Examples of how to create different types of pie charts using Matplotlib to visualize database analysis results in a Jupyter Notebook with Pandas
While working on my master's thesis titled “Factors Associated with Impactful Scientific Publications in NIH-Funded Heart Disease Research,” I used different types of pie charts to illustrate some of the key findings from the database analysis.
A pie chart can be an effective choice for data visualization when a data set contains a limited number of categories that represent parts of a whole, making it well suited for displaying categorical data with an emphasis on comparing the relative proportions of each. category.
In this article, I will demonstrate how to create four different types of pie charts using the same data set to provide a more complete visual representation and deeper insight into the data. To achieve this, I will use Matplotlib, Python's plotting library, to display pie chart visualizations of the statistical data stored in the data frame. If you're not familiar with the Matplotlib library, a good start is the Python Data Science Handbook by Jake VanderPlas, specifically the chapter on Visualization with Matplotlib and matplotlib.org.
First, let's import all the necessary libraries and extensions:
Next, we will prepare the CSV file for processing:
The mini-dataset used in this article highlights the top 10 journals with research publications on heart disease between 2002 and 2020 and is part of a larger database collected for master's thesis research. The “Female,” “Male,” and “Unknown” columns represent the gender of the first author of the published articles, while the “Total” column reflects the total number of heart disease research articles published in each journal.
For smaller data sets with fewer categories, a pie chart with exploding slices can effectively highlight a key category by separating it slightly from the rest of the chart. This visual effect draws attention to specific categories, making them stand out from the rest. Each segment represents a part of the total, and its size is proportional to the data it represents. Labels can be added to each sector to indicate the category, along with percentages to show its proportion to the total. This visual technique makes the exploited segment stand out without losing the context of the entire data representation.

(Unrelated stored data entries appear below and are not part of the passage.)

PR #55, opened 2019-10-30
Address clippy warnings

ebuchman:
I couldn't figure out how to remove the `extern crate` with the rename here. I read https://doc.rust-lang.org/nightly/edition-guide/rust-2018/module-system/path-clarity.html#renaming-crates, but couldn't get it working. Possibly it's because I needed to edit *alot* more files, but didn't feel I should have to do that. So I also tried https://doc.rust-lang.org/1.28.0/cargo/reference/unstable.html#rename-dependency, but couldn't get it working either. So I just turned off the lint in one spot ...

Also the `config_toml_parser` could be broken out a bit but didn't seem like a big deal to just disable the lint for now.

### DIFF
--- a/tendermint/src/lib.rs
+++ b/tendermint/src/lib.rs
@@ -18,7 +18,12 @@
     html_root_url = "https://docs.rs/tendermint/0.10.0"
 )]
 
+// NOTE(EB): can't figure out how to easily remove the extern crate per Rust2018 upgrade ...
+#[allow(unused_extern_crates)]
 extern crate prost_amino as prost;
+
+// NOTE(EB): can't figure out how to easily remove the extern crate per Rust2018 upgrade ...
+#[allow(unused_extern_crates)]
 #[macro_use]
 extern crate prost_amino_derive as prost_derive;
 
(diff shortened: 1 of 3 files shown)


tendermint/src/lib.rs
```diff
@@ -18,7 +18,12 @@
     html_root_url = "https://docs.rs/tendermint/0.10.0"
 )]
 
+// NOTE(EB): can't figure out how to easily remove the extern crate per Rust2018 upgrade ...
+#[allow(unused_extern_crates)]
 extern crate prost_amino as prost;
```
tarcieri: Probably the easiest way to actually fix this is through the Cargo.toml:

```toml
prost = { package = "prost-amino", version = "0.4.0" }
prost-derive = { package = "prost-amino-derive", version = "0.4.0" }
```

tarcieri:
You may also want to add:

```rust
#![warn(rust_2018_idioms)]
```

...to the top of `lib.rs`

tendermint/src/lib.rs
ebuchman: I wasn't able to get this working. When I try it and then comment out these extern crate lines, I get tons of errors.

ebuchman:
> You may also want to add:

I'm using `cargo clippy --all --all-targets -- -Dwarnings -Drust-2018-idioms` which is what's being run in CircleCI, which presumably achieves the same result?

tendermint/src/lib.rs
tarcieri: @ebuchman oh, I bet it hasn't been updated to the 2018 edition, so `prost-amino-derive` is still dependent on the `extern crate` directives.

Probably the best solution would be to switch to upstream `prost` when Amino has been fully replaced with protos.

ebuchman: lol cannot wait!

PR #58, opened 2019-11-06
Upgrade to `zeroize` v1.0

tony-iqlusion:


tony-iqlusion:
Was curious to see if edits through the GitHub web UI would meet the GPG requirement. They show up as `[ Verified ]`, but don't seem to be satisfying it.

PR #59, opened 2019-11-08
simple_hash_from_byte_slices takes a Vec instead of slice

### LINKED ISSUE #57: simple_hash_from_byte_slices should take a Vec instead of slice
Currently we have `fn simple_hash_from_byte_slices(byte_slices: &[&[u8]]) -> Hash`

But this leads to some complexities in the few places it's so far used: 
- https://github.com/interchainio/tendermint-rs/blob/10a3026cfbd4ab333752d344645a4f07ecdc29f7/tendermint/src/validator.rs#L23-L35
- https://github.com/interchainio/tendermint-rs/pull/36/files#diff-a1644bb72a1c83c54d82738ef71ce095R126 (ie. the need for a separate variable followed by `as_slice` would go away)

Liamsi:
resolves #57

### DIFF
--- a/tendermint/src/merkle.rs
+++ b/tendermint/src/merkle.rs
@@ -8,9 +8,11 @@ pub const HASH_SIZE: usize = 32;
 /// Hash is the output of the cryptographic digest function
 pub type Hash = [u8; HASH_SIZE];
 
-/// Compute a simple Merkle root from the arbitrary byte arrays
-pub fn simple_hash_from_byte_slices(byte_slices: Vec<Vec<u8>>) -> Hash {
-    simple_hash_from_byte_slices_inner(byte_slices.as_slice())
+/// Compute a simple Merkle root from vectors of arbitrary byte vectors.
+/// The leaves of the tree are the bytes of the given byte vectors in
+/// the given order.
+pub fn simple_hash_from_byte_vectors(byte_vecs: Vec<Vec<u8>>) -> Hash {
+    simple_hash_from_byte_slices_inner(byte_vecs.as_slice())
 }
 
 // recurse into subtrees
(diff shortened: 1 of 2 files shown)


Liamsi:
I think this is good enough here. 

See 
https://github.com/interchainio/tendermint-rs/compare/lite_impl...lite_impl_simple_merkle_merged?expand=1
how this would affect the usage of `simple_hash_from_byte_slices`.

tendermint/src/merkle.rs
```diff
@@ -8,16 +8,21 @@ pub const HASH_SIZE: usize = 32;
 /// Hash is the output of the cryptographic digest function
 pub type Hash = [u8; HASH_SIZE];
 
-/// Compute a simple Merkle root from the arbitrary sized byte slices
-pub fn simple_hash_from_byte_slices(byte_slices: &[&[u8]]) -> Hash {
+/// Compute a simple Merkle root from the arbitrary byte arrays
+pub fn simple_hash_from_byte_slices(byte_slices: Vec<Vec<u8>>) -> Hash {
```
tarcieri: Those aren't slices 😉

Liamsi: Changed to `simple_hash_from_byte_vectors`  in 937ba67.

I think a better name for the the method  would rather be `compute_merkle_root_from_leaves` or `compute_merkle_root_from_leaf_values` instead of `simple_hash_from_[some_type]`. 
This would actually say what the method does instead of what type it expects as input (which the method signature clearly states). What do you think? CC @ebuchman

Liamsi:
Thanks for the review @thanethomson! 

Yes, I think it would be worth turning simple merkle into a trait soon. It also would be cool if the hashing algo could be easily swappable. I also looked a bit into this implementation: https://github.com/filecoin-project/merkle_light/tree/master/src but the amount of generality seems a bit like overkill for simple merkle. I'll open an issue for this and a separate PR. Although it seems merging this is also blocked by the GPG check :-/ (although all commits are signed, not sure what is going on here ...)

tendermint/src/merkle.rs
ebuchman: You're right about better naming happy to see this changed.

The same burst slices technique can be applied to all other entries in the sample data set and the resulting graphs can be displayed in a single figure. This type of visualization helps highlight the over- or under-representation of a particular category within the data set. In the example provided, presenting all 10 graphs in one figure reveals that none of the top 10 journals in heart disease research published more articles written by women than by men, emphasizing the gender disparity.
A variation of the pie chart, known as a donut chart, can also be used to visualize data. Donut charts, like pie charts, show the proportions of categories that make up a whole, but the center of the donut chart can also be used to present additional data. This format is less visually cluttered and can make it easier to compare the relative sizes of slices compared to a standard pie chart. In the example used in this article, the donut chart highlights that among the top 10 journals with research publications on heart disease, the American Journal of Physiology, Heart and Circulatory Physiology published the most articles, at 21.8%. .
We can improve the display of additional information from the sample data set by building on the donut chart above and creating a nested version. He add_artist() Matplotlib's shape module method is used to incorporate any additional artists (such as shapes or objects) into the base shape. As in the previous donut chart, this variation shows the distribution of publications in the top 10 heart disease research journals. However, it also includes an additional layer showing the gender distribution of the first authors of each journal. This visualization highlights that a higher percentage of first authors are men.
In conclusion, pie charts are effective for visualizing data with a limited number of categories as they allow viewers to quickly understand the most important categories or dominant proportions at a glance. In this specific example, using four different types of pie charts provides a clear visualization of the gender distribution among first authors in the top 10 journals publishing heart disease research, based on the 2002 to 2020 mini-dataset used. in this study. It is evident that a greater percentage of the journal's first authors are men, and none of the top 10 heart disease research journals published more articles written by women than by men during the period examined.
Jupyter Notebook and the dataset used for this article can be found at GitHub
Thanks for reading,
Diana
Note: I used GitHub embeds to publish this article.